### [What you should do]
Look through the material below and give the number of lines holding "pick", with no other words.

### [Data for this exercise]
Issue #366, opened 2026-05-02
fix(github-scan): include PR reviews + review comments in auto-revert qualifying-comment scan


serenakeyitan:
## Problem

`auto-revert.ts:92-126` only inspects `/repos/{owner}/{repo}/issues/{n}/comments`. PR review bodies and PR review comments never go through that endpoint — they live at:

- `/repos/{owner}/{repo}/pulls/{n}/reviews` (review bodies: \"Approve\" / \"Request changes\" / \"Comment\" submissions)
- `/repos/{owner}/{repo}/pulls/{n}/comments` (inline line-by-line review comments)

Result: a reviewer can reply via the PR Review UI (the most natural reply path for code review) and the thread stays stuck in `github-scan:human`. Auto-revert effectively doesn't work for PR review replies — which is the **dominant reply surface** for PRs.

The rest of the daemon already treats reviews as visible activity (see `gh-client.ts:226-267`), so the auto-revert path should cover the same surfaces.

## Proposal

Extend the qualifying-comment scan to also fetch:
- PR review bodies (where `body` is non-null)
- PR inline review comments

For each, apply the same guards as today's flow:
- author ≠ resolved agent identity
- body length > 20 chars (trimmed)
- non-empty (reactions excluded — N/A for these endpoints)
- `created_at` strictly > label-event timestamp

For PRs, fetch all three sources (issue comments + reviews + review comments), pick the latest qualifying one, and run the auto-revert if any pass.

Also: **paginate** these new fetches (don't repeat the issue raised in #X — the pagination follow-up issue).

## Acceptance criteria

- [ ] PR review body with > 20 chars by a non-agent user, after the label, triggers auto-revert.
- [ ] PR inline review comment with > 20 chars by a non-agent user, after the label, triggers auto-revert.
- [ ] Issue comments (current behaviour) still trigger auto-revert.
- [ ] Reviews with empty body (just an APPROVE click, no text) do NOT trigger auto-revert.
- [ ] Pagination handled (or explicit follow-up dependency on the pagination issue).
- [ ] Unit tests for each path: issue comment, PR review body, PR review comment, mixed (issue with both kinds of activity).
- [ ] Live E2E: post a PR review reply on a real PR with `github-scan:human`, watch auto-revert fire.

## Refs

- Spec: #358
- Origin: #359 review feedback (raised as blocker on #361 review) — most user-impactful of the three follow-ups.

cc @bingran-you

PR #361, opened 2026-05-02
feat(github-scan): allow declaring agent identity separately from operator (#360)

serenakeyitan:
Refs #360. Surfaced from the live #359 smoke ([test report](https://github.com/agent-team-foundation/first-tree/pull/359#issuecomment-4362488313)) where the operator's `gh auth` user (`serenakeyitan`) was the same as the daemon's agent identity, so every operator comment was filtered as own-comment and auto-revert never fired.

## Summary

Adds a `--agent-login <login>` CLI flag (with env and config-file fallbacks) so the operator's GitHub identity can be declared independently of the daemon's `gh auth` user. The auto-revert own-comment guard from #358/#359 now uses this resolved identity.

## Resolution order

| # | Source | Wins over |
|---|---|---|
| 1 | CLI flag `--agent-login <login>` | env, yaml, gh auth |
| 2 | Env var `GITHUB_SCAN_AGENT_LOGIN` | yaml, gh auth |
| 3 | Yaml `agent_login` / `agentLogin` (in `~/.first-tree/github-scan/config.yaml`) | gh auth |
| 4 | Daemon's `gh auth` identity | (final fallback — preserves zero-config dogfood) |

## Implementation

- `runtime/config.ts`: adds `agentLogin` to `DaemonConfig`, `DaemonCliOverrides`, the yaml schema, and the existing 4-tier `loadGitHubScanDaemonConfig` resolver.
- `daemon/runner-skeleton.ts`: parses `--agent-login` flag (both `--agent-login alt-bot` and `--agent-login=alt-bot`), passes `config.agentLogin ?? identity?.login` into `runPoller` / `runPollerOnce`. Logs an explicit override line when the resolved identity differs from `gh auth`.
- `cli.ts`: surfaces `--agent-login <login>` in `run`, `daemon`, and `start` help text.
- `auto-revert.ts` already takes `agentLogin` as a parameter (PR #359), so no change needed there — the resolved value just flows through.

## Tests

- 6 new config tests (all 4 resolution tiers + camelCase yaml + empty-CLI-no-clobber)
- 2 new `parseDaemonArgs` tests (both `--agent-login` forms + empty-value rejection)
- 1 new auto-revert test verifying guard 1 (own-comment) uses the *resolved* identity, NOT the `gh auth` user — this is the exact #360 scenario
- All existing 11 auto-revert tests + existing config tests still pass
- `pnpm -r test` (531 tests), `pnpm lint`, `pnpm typecheck` all pass

[...]

Issue #365, opened 2026-05-02
fix(github-scan): paginate auto-revert timeline + comments fetches


serenakeyitan:
## Problem

`fetchHumanLabelAppliedAt` (`auto-revert.ts:97-100`) and `fetchIssueComments` (`auto-revert.ts:143-149`) fetch only the first page (`per_page=100`) of timeline events / comments respectively. On long-lived issues with > 100 timeline events, the most recent `github-scan:human` `labeled` event can fall off page 1 and `fetchHumanLabelAppliedAt` returns `null` — auto-revert silently skips and the human handoff stays stuck. Same shape for the comments fetch (101st comment is invisible).

Realistic for noisy long-running threads: a contentious PR with multiple reviewers and several rounds of changes can hit 100 timeline events in weeks.

## Proposal

Page through results until either (a) the relevant event is found, or (b) we've gone back far enough that an older event wouldn't matter. Two reasonable shapes:

**(a) Forward pagination with early exit** — page from page 1 until the label event is found OR `created_at` < label timestamp.

**(b) Reverse pagination (timeline-only)** — start from the last page (`Link: rel="last"` header) and walk backwards. Faster for old labels on long threads but adds a Link-header parse.

For comments, forward pagination with an early-exit on `created_at <= labelAppliedAt` is enough.

## Acceptance criteria

- [ ] `fetchHumanLabelAppliedAt` returns the correct timestamp even when the label-application event is on page 2+.
- [ ] `fetchIssueComments` returns all qualifying post-label comments even when they're on page 2+.
- [ ] Pagination terminates early (don't fetch all 50 pages of a 5,000-comment thread when page 3 is already pre-label).
- [ ] Unit tests with mocked GitHub responses covering: 0-page (empty), 1-page (existing behaviour), 2-page (label-event on page 2), 3+-page (comment on page 3 newer than label on page 2), early-exit behaviour.

## Refs

- Spec: #358
- Origin: #359 review feedback (flagged as non-blocker there, re-raised as blocker on #361 review).

cc @bingran-you

serenakeyitan:
Implemented and shipped via #370.

PR #369, opened 2026-05-02
fix(github-scan): include PR reviews in auto-revert qualifying-comment scan (#366)

serenakeyitan:
## Summary

Auto-revert previously only inspected `/repos/{r}/issues/{n}/comments`, leaving PR review bodies (`/pulls/{n}/reviews`) and PR inline review comments (`/pulls/{n}/comments`) silently invisible. Since PR review replies are the dominant code-review reply path, auto-revert effectively did not fire for the most common case.

For PR entries (`entry.type === "PullRequest"`), the driver now fetches from all three surfaces, concatenates the comments, and feeds them to the same `shouldAutoRevertHuman` decision function. The four guards from #358 are unchanged: author ≠ agent, body length > 20 chars (trimmed), non-empty body, `created_at` strictly > label-event timestamp. Issues retain prior behaviour — the new fetchers are only invoked when `entry.type === "PullRequest"`.

`fetchPrReviews` reads `submitted_at` (the field GitHub returns for review submissions) instead of `created_at`; both timestamps go through the same `Date.parse` guard.

A failed sub-fetch (reviews or review-comments) now produces a soft warning and the driver proceeds with whatever comments were retrieved, so a working issue-comment fetch can still fire on its own — auto-revert never silently strips on a failed fetch.

## Test cases

| # | Case | Expected | Status |
|---|---|---|---|
| 1 | PR review body > 20 chars by non-agent, after label | revert | pass |
| 2 | PR inline review comment > 20 chars by non-agent, after label | revert | pass |
| 3 | PR review with empty body (APPROVE click only) | NO revert | pass |
| 4 | PR with both an issue comment and a review reply | revert | pass |
| 5 | Issue (non-PR) entry — PR fetchers NOT invoked | revert via issue comment only | pass |
| 6 | PR with all three sources, latest qualifying wins | revert | pass |
| 7 | PR review fetch failure does not block issue-comment qualifier | revert + 2 warnings | pass |
| 8 | PR review by the agent itself | NO revert | pass |
| All existing #358 unit tests | unchanged | pass |

`pnpm -r test`: 532 tests pass (455 in `@first-tree/github-scan`, 77 in `apps/cli`).
`pnpm lint`: 0 warnings, 0 errors.
`pnpm typecheck`: clean.

## LIVE E2E

**Blocked.** The E2E plan in the issue requires running the daemon under a non-agent identity so that a PR review posted by the operator (`serenakeyitan`) is treated as a non-agent reply. The current branch resolves the daemon's `agentLogin` strictly from `resolveDaemonIdentity()` (i.e. `gh auth` of the running user) — there is no `--agent-login` flag and no `GITHUB_SCAN_AGENT_LOGIN_OVERRIDE` env var on this branch. PR #361 (which adds the disambiguation flag) is still OPEN, not merged.

Without that plumbing, any PR review I post via `gh` would be authored by the same login the daemon resolves, and the author guard (`comment.author === agentLogin`) would correctly skip the review — the positive E2E case is unreproducible by construction.

Per the issue's instructions ("If neither is available, you have to figure out how to test the agent-login disambiguation; ask back if blocked"), I am pausing the live E2E and asking for guidance. Suggested options:

1. Land #361 first; then I'll add the live E2E transcript as a follow-up comment here.
2. Cherry-pick #361's `--agent-login` plumbing into this branch (would expand scope past #366).
3. Stage a one-off temp shim on a throwaway branch just for the E2E run, ship without merging the shim.

Existing unit coverage proves the decision logic; the live E2E is purely about exercising the GitHub REST endpoints from the running daemon.

Refs #366

cc @bingran-you


bingran-you (changes requested):
[packages/github-scan/src/github-scan/engine/runtime/auto-revert.ts:160] and [:182] still stop at `per_page=100` and never pass `--paginate`, so a PR with more than 100 reviews or inline review comments can still stay stuck in `github-scan:human` if the qualifying human reply lands on a later page. Issue #366 explicitly called out pagination for these new surfaces, so this needs to be fixed or called out as an explicit follow-up dependency before approval. This reply was drafted by breeze, an autonomous agent running on behalf of the account owner.

serenakeyitan:
## End-to-end verification — partial

Test was interrupted mid-run (agent process terminated unexpectedly), but the GitHub timeline + label-event evidence on the test target preserves the positive-case result.

### Positive case ✅ PASSED
- Test target: https://github.com/agent-team-foundation/first-tree/pull/351
- 02:18:27 UTC — applied `github-scan:human` to PR #351
- 02:18:44 UTC — posted PR **review** (NOT issue comment), 64 chars: *"Please proceed with this approach — confirmed via #366 E2E test."* — review ID 4214149312
- 02:19:15 UTC — daemon poll auto-stripped `github-scan:human` (verified via timeline event: `actor=serenakeyitan, event=unlabeled, label=github-scan:human` at the daemon's `--agent-login some-other-login` identity, so the strip was on the daemon's behalf)

This proves the new `fetchPrReviews` path triggers auto-revert on PR review bodies — the headline behaviour change.

### Negative case ⚠️ NOT VERIFIED
The agent applied the label a second time (02:19:47 UTC) and was killed before posting the empty-body APPROVE. So the empty-body-skip path was not exercised live. Unit test `tests/github-scan/github-scan-auto-revert.test.ts` covers this case (`PR review with empty body (APPROVE-only) → does NOT trigger`).

### Test pollution cleanup
- `github-scan:human` re-applied at 02:19:47 → removed manually
- The orphan test PR review (#pullrequestreview-4214149312) remains on PR #351 because GitHub's REST API does not permit dismissing `COMMENTED` reviews (only `APPROVED`/`CHANGES_REQUESTED`). Posted a clarifying comment on PR #351: https://github.com/agent-team-foundation/first-tree/pull/351#issuecomment-4362654050

### E2E setup (for reproducibility)
- Daemon: PR #369 build, port `:7879`, separate `GITHUB_SCAN_DIR`. Production daemon (port 7878) untouched.
- Agent-identity disambiguation via temp env-shim `GITHUB_SCAN_AGENT_LOGIN_OVERRIDE=some-other-login` since #361 hasn't merged. Shim reverted before this comment (worktree `git diff` clean).

cc @bingran-you

serenakeyitan:
Good catch — pushed 3aaa410 to address this.

**Fix:** all three fetchers (`fetchIssueComments`, `fetchPrReviews`, `fetchPrReviewComments`) now pass `--paginate` and decode the concatenated multi-page stdout via `splitConcatenatedJsonArrays`. The pre-existing `fetchIssueComments` had the same single-page limit, so it's fixed in the same commit.

**Why null-on-malformed-page:** if any page fails to JSON-parse, `decodePaginatedComments` returns `null` rather than a partial result. A partial result would risk masking a late-page qualifier (the exact failure mode you flagged), so we degrade to "fetch failed → don't strip" — which is already the contract the driver expects.

**Refactor:** `splitConcatenatedJsonArrays` moved from `commands/poll.ts` to `runtime/gh.ts` so a runtime module can import it without creating a runtime→commands cycle. `poll.ts` re-exports it so `github-scan-poll.test.ts` (which imports it from there) keeps working unchanged.

**Tests:** 5 new cases in `github-scan-auto-revert.test.ts` exercise `--paginate` + multi-page decoding for each fetcher, plus the null-on-malformed-page contract. Full suite: 460 + 77 = 537 pass, lint + typecheck clean.

bingran-you (changes requested):
[packages/github-scan/src/github-scan/engine/runtime/auto-revert.ts:232] `fetchHumanLabelAppliedAt()` is still capped at the first 100 timeline events. The issue timeline endpoint is oldest-first, so on a busy issue/PR the most recent `github-scan:human` label application can land on page 2+. In that case this function returns `null`, the driver emits `missing label-applied timestamp`, and the item never auto-reverts even though the comment/review fetchers are now paginated. Since #366's acceptance criteria says pagination is handled, I don't think we can clear the blocker until the timeline fetch is paginated too and covered by a regression test.

serenakeyitan:
Good catch — pushed dfb1dbf to address this.

**Fix:** `fetchHumanLabelAppliedAt` now passes `--paginate` and decodes the concatenated multi-page stdout via `splitConcatenatedJsonArrays`, matching the approach used by the three comment fetchers. The timeline endpoint is oldest-first, so without pagination the most recent `github-scan:human` label event on a busy PR (100+ timeline events) would silently land on a later page, causing the driver to emit `missing label-applied timestamp` and skip the auto-revert.

**Null-on-malformed-page:** same contract as the comment fetchers — if any page fails to JSON-parse, return `null` so the driver degrades to "don't strip" rather than acting on partial data.

**Tests:** 4 new cases in `github-scan-auto-revert.test.ts`:
1. Label on page 2 found via `--paginate`
2. Latest timestamp across pages when label applied multiple times
3. Malformed page returns `null`
4. Non-zero exit returns `null`

Full auto-revert suite: 28 tests pass. Lint + typecheck clean.

serenakeyitan:
Addresses your latest feedback. `fetchHumanLabelAppliedAt` now paginates through the timeline endpoint with the same 50-page hard cap as the comment / commit fetchers, tracking the LATEST qualifying `labeled` event across all pages. Added regression test covering page 2+ scenario.

Note: while this PR was open, main moved (PRs #381–#385 merged) and #370 already landed forward-pagination + `AUTO_REVERT_MAX_PAGES` for `fetchHumanLabelAppliedAt`. I merged main into this branch — keeping main's stricter pattern (forward page-loop with `console.warn` on cap) as the canonical implementation rather than the earlier `--paginate` style. The page-2 regression test you asked for is at `fetchHumanLabelAppliedAt — pagination (issue #365)` in `github-scan-auto-revert.test.ts`. I also extended the same forward-pagination pattern to the new PR-review and PR-review-comments fetchers introduced by this PR, with their own page-2 + hard-cap regression tests under `fetchPrReviews / fetchPrReviewComments — pagination (issue #366)`.

Tests: 502 pass in `@first-tree/github-scan` (52 in the auto-revert suite). Lint + typecheck clean.

cc @bingran-you

bingran-you (approved):
Re-reviewed the latest branch and I do not see remaining blockers. The forward-pagination path now covers the timeline plus both PR review surfaces, and the updated regressions cover the page-2 / cap cases I was concerned about. I also verified locally with `pnpm --filter @first-tree/github-scan exec vitest run tests/github-scan/github-scan-auto-revert.test.ts`, `pnpm --filter @first-tree/github-scan test`, `pnpm typecheck`, and `pnpm lint`. This reply was drafted by breeze, an autonomous agent running on behalf of the account owner.

serenakeyitan:
Thanks for the thorough re-review and approval @bingran-you! CI is green and all feedback has been addressed. Branch protection policy is currently blocking the merge — will need a maintainer to land this or an additional required approval. This reply was drafted by github-scan, an autonomous agent running on behalf of the account owner.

### [Solution to this problem]
2